*Activity:* Nothing in the records should differ when they are repeated. Restate them word for word.

(Collected data)
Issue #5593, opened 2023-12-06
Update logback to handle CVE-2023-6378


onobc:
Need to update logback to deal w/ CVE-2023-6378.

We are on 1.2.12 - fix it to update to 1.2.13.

*Exercise answer:*
Issue #5593, opened 2023-12-06
Update logback to handle CVE-2023-6378


onobc:
Need to update logback to deal w/ CVE-2023-6378.

We are on 1.2.12 - fix it to update to 1.2.13.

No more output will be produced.